「七つの海に羽ばたかん」 横浜で学移連55周年記念大会 10/07/01
 
【横浜発・吉永拓哉福岡支局長】かつて海外雄飛を志す大学生たちで結成された日本学生海外移住連盟(学移連)の創立55周年記念大会および、杉野忠夫氏を偲ぶ会が27日、横浜市のJICA横浜国際センターで開催された。大会にはブラジル移住者を多く輩出した東京農業大学、日本大学、拓植大学ほか、遠くは鹿児島大学など学移連に加盟していた20校から約150人のOBが出席。また、学生服を身に纏った現役の大学生やブラジル、パラグアイ、ペルー、アメリカ、カナダに在住する学移連OBの姿もあった。

 この日は東京農大OBたちが中心となって発行した学移連55周年記念誌『我が青春の学移連』(全217ページ)が出席者に配布された。
 はじめに大会委員長の伊波洋之助さん(拓大卒/元横浜市議会議長)があいさつで、「学移連として海外に派遣された人、海外移住サークルで活動していた人、皆さんにはそれぞれの青春がある。今日は楽しく若き頃を懐古したい」と述べた。
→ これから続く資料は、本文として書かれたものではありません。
PR #49, opened 2018-03-15
Archival submissions

ksiadzrobak:
Since I keep an archive of submissions from previous years and compare the current submissions also against them, I've been getting a huge number of matches between each and every submission in the results - most of them uninteresting.

To fix this issue, I propose a feature allowing distinguishing new submissions from the old ones (loaded with -a option, for _archival_) - new submissions will be compared with each other, and also compared against the old submissions, but there won't be comparisons of the old ones with each other. This approach reduces both the clutter in the search results and the running time.

At extreme this might be used for n-to-1 comparisons, i.e. comparing a particular submission against the whole archive.

Please review & merge.


thrau:
sorry for necroing, but this is an excellent feature. it merges just fine, and works as expected. using it in my fork, thanks!

lisander-lopez:
I like this, Im currently using this branch aswell. Unfortunately the folder structure must be 
"Archival/student/src/...." BUT, my current setup up is "Archival/FallSemester19/student/src/..."

Even thought I was -s command on, I have to point -a to "FallSemester" and not "Archival" So I have to manually do every semester

tsaglam:
Closed, as this will be implemented in #289.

 つづいて大会の趣旨でもある故・杉野忠夫学移連顧問会長を偲ぶ会が行われた。
 杉野氏は56年に東京農大初代農業拓植学科長を務め、海外へ農業移住を希望する若者たちに多大な影響を与えた人物で、東京農大生のみならず、学移連に携わった学生たちからも指導者として敬われていた。

 この日は、過去に杉野氏から指導を受けたことがある小野功東京農大名誉教授が、『杉野先生の業績』と題した記念講演を行った。
 「神の如き愛と英知に満ち、ゴリラの如く逞しき生命力を持った人間たれ」
 小野さんは、生前の杉野氏の言葉を会場で披露し、「杉野先生は人を愛し、土を愛し、人に尽くしてきた」と思い出を振り返った。
 次にこの1年で死去した学移連関係者に対して黙祷が捧げられた。
 その後、夫人とともに訪日した山中正二北伯農大会会長が献杯の音頭を取り、懇親会へと移った。

 出席者たちは、テーブルに並べられたフェジョアーダを囲みながら、学生時代の思い出話に花を咲かせ、東京農大の名物踊り『大根踊り』を現役学生たちとともに踊った。

 懇親会の途中、学移連OBによる社会貢献活動が報告された。それによると早稲田大学OBは「ブラジル人労働者支援」、三重大学OB「自然保護・熱帯雨林再生」、拓植大学OB「エクアドル児童食糧援助」を行っている。
 最後には学移連の連盟歌を合唱、「七つの海に羽ばたかん いざ行かんかな我が友よ―」と勇ましい声が会場に響き渡った。
 学移連は今後、正式なOB会の発足に向けて再結束を誓い合っている。